■ TRY IT:
For this exercise, reproduce the entries below exactly, but only from the line containing "In particular it" through the line containing "Following [An update", both included.

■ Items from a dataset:
--- --- ---

PR #164, opened 2020-05-15
add Aqua tests

rschwarz:


rschwarz:
Problem reported: https://github.com/JuliaLang/julia/issues/35909

matbesancon:
TIL you could have compat bounds on a package that is only in your tests

matbesancon:
no need anymore?

rschwarz:
I guess there was never a *need* per se, I just wanted to try this out on another package that depends on SCIP but that failed with an error.

I understand that there is a bug in Julia itself causing the error. This might now be fixed in `master`, but to apply it to SCIP, we would have to require Julia ≥ 1.6, and I find that to be too restrictive for the sake of adding some generic tests.

PR #167, opened 2020-05-24
undefined variable

matbesancon:
Found this while investigating the SOC business


rschwarz:
Thanks, looks like a copy-paste error. But I guess it should be `ConsRef`, not `VarRef`, as well?

rschwarz:
The failure on linux seems to come from broken SSL certifications on scip.zip.de.
Maybe this is a temporary issue? Or else we can adjust the `wget` command.

PR #172, opened 2020-07-20
Correct windows dll name

joaquimg:


joaquimg:
my bad, I was using v 6.0.2
the latest SCIP is indeed libscip.dll

Issue #174, opened 2020-07-26
Copy CEnum as submodule to prevent downgrading of other packages


GregPlowman:
I understand `SCIP` is not compatible with the latest `CEnum.jl`, and this is a known, outstanding issue.

Would it be feasible and would there be interest in copying the old required `CEnum` into the `SCIP` package as a submodule, and removing the dependency on the external `CEnum` package? (It seems this would be an easy change?)

Then the latest `SCIP` can co-exist with the latest `Clp`, `Cbc` in the same environment.

rschwarz:
Yes, I think this is feasible. Actually, in earlier versions of `Clang.jl`, a local `CEnum` module was created as part of the wrapper generation process, so there is precedent for it.

rschwarz:
fixed by #175

PR #175, opened 2020-07-27
RFC: Replace external dependency CEnum with private submodule

GregPlowman:
Attempt at implementing #174

Replace external dependency on older version of `CEnum` with a "local" submodule.
The aim is to prevent `SCIP` from holding back `CEnum`, which in turns holds back other packages (e.g. `Cbc`,  `Clp`).
In particular it would nice if the latest versions of `SCIP` and other solvers could coexist in the same environment.

### DIFF
--- a/Project.toml
+++ b/Project.toml
@@ -3,12 +3,10 @@ uuid = "82193955-e24f-5292-bf16-6f2c5261a85f"
 version = "0.9.5"
 
 [deps]
-CEnum = "fa961155-64e5-5f13-b03f-caf6b980ea82"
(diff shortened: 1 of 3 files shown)


rschwarz:
Thanks for the effort.

Do you think it makes sense to rename the `CEnum` submodule, in order to avoid conflict or confusion?

rschwarz:
I've tested installation of usage of both SCIP, Cbc and CEnum in a common environment and there seem to be no problems, so I will go ahead and merge & release.

PR #177, opened 2020-08-06
Add SCIP_jll as dependency

### LINKED ISSUE #165: BinaryBuilder package for libscip
Following [An update on SCIP](http://www.pokutta.com/blog/news/2020/05/15/scip-update.html), I tried putting together a [BinaryBuilder](https://binarybuilder.org/) package for the SCIP libraries, to make installation easier for Julia users.

Alas, my first attempt was not successful, so I will document what I tried so far:

Using `BinaryBuilder.run_wizard()`, I specified the source location [scipoptsuite-7.0.0.tgz](https://scip.zib.de/download/release/scipoptsuite-7.0.0.tgz) and also added several binary dependencies:

- `bliss`: for SCIP symmetry detection
- `boost`: for SoPlex multiprecision floats
- `Ipopt`: for SCIP's global (MI)NLP
- `GMP`: not sure if necessary, exact for ZIMPL and SoPlex rational arithmetic?

I started with the recommended `cmake` incantation given by the wizard. This detected all the expected dependencies, so I could continue with `make`.

----

Then I hit the first error: When building PAPILO, it will also try to build a vendored version of Intel TBB. But the configuration of TBB failed with: `getconf: GNU_LIBC_VERSION: unknown variable`.
Not sure if that is related to the build environment of BB based on an `alpine` Docker image, using `musl`?

I guess it would be best to provide a separate JLL package for Intel TBB, if PAPILO should be added.

----

In any case, I decided to disable some features and compile only the core library with SoPlex and SCIP. That is, I added the `cmake` flags `-DPAPILO=OFF -DZIMPL=OFF -DGCG=OFF`.

But now I got another error from SoPlex: Some static assert failed (forgot to copy), which makes me think that some more recent compiler version is required.

By default, BB uses GCC 4.8.5. It's possible to change the compiler, but I have not yet understood what that means for compatibility with other packages or Julia itself.

rschwarz:
Fix #165 .


rschwarz:
I might have introduced too many changes in the CI now, let's see...

rschwarz:
It looks OK now, except for this nasty error on AppVeyor for Windows:

```
Exception: EXCEPTION_ACCESS_VIOLATION at 0xffffffffc5160000 -- unknown function (ip: FFFFFFFFC5160000)
in expression starting at C:\projects\scip-jl\test\direct_library_calls.jl:3
unknown function (ip: FFFFFFFFC5160000)
Allocations: 5949752 (Pool: 5947818; Big: 1934); GC: 6
ERROR: Package SCIP errored during testing
Stacktrace:
 [1] pkgerror(::String) at D:\buildbot\worker\package_win64\build\usr\share\julia\stdlib\v1.5\Pkg\src\Types.jl:52
 [2] test(::Pkg.Types.Context, ::Array{Pkg.Types.PackageSpec,1}; coverage::Bool, julia_args::Cmd, test_args::Cmd, test_fn::Nothing) at D:\buildbot\worker\package_win64\build\usr\share\julia\stdlib\v1.5\Pkg\src\Operations.jl:1566
 [3] test(::Pkg.Types.Context, ::Array{Pkg.Types.PackageSpec,1}; coverage::Bool, test_fn::Nothing, julia_args::Cmd, test_args::Cmd, kwargs::Base.Iterators.Pairs{Union{},Union{},Tuple{},NamedTuple{(),Tuple{}}}) at D:\buildbot\worker\package_win64\build\usr\share\julia\stdlib\v1.5\Pkg\src\API.jl:328
 [4] #test#61 at D:\buildbot\worker\package_win64\build\usr\share\julia\stdlib\v1.5\Pkg\src\API.jl:67 [inlined]
 [5] test(; name::Nothing, uuid::Nothing, version::Nothing, url::Nothing, rev::Nothing, path::Nothing, mode::Pkg.Types.PackageMode, subdir::Nothing, kwargs::Base.Iterators.Pairs{Symbol,Bool,Tuple{Symbol},NamedTuple{(:coverage,),Tuple{Bool}}}) at D:\buildbot\worker\package_win64\build\usr\share\julia\stdlib\v1.5\Pkg\src\API.jl:80
 [6] top-level scope at none:1
```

--- --- ---

■ RESPONSE:
In particular it would nice if the latest versions of `SCIP` and other solvers could coexist in the same environment.

### DIFF
--- a/Project.toml
+++ b/Project.toml
@@ -3,12 +3,10 @@ uuid = "82193955-e24f-5292-bf16-6f2c5261a85f"
 version = "0.9.5"
 
 [deps]
-CEnum = "fa961155-64e5-5f13-b03f-caf6b980ea82"
(diff shortened: 1 of 3 files shown)


rschwarz:
Thanks for the effort.

Do you think it makes sense to rename the `CEnum` submodule, in order to avoid conflict or confusion?

rschwarz:
I've tested installation of usage of both SCIP, Cbc and CEnum in a common environment and there seem to be no problems, so I will go ahead and merge & release.

PR #177, opened 2020-08-06
Add SCIP_jll as dependency

### LINKED ISSUE #165: BinaryBuilder package for libscip
Following [An update on SCIP](http://www.pokutta.com/blog/news/2020/05/15/scip-update.html), I tried putting together a [BinaryBuilder](https://binarybuilder.org/) package for the SCIP libraries, to make installation easier for Julia users.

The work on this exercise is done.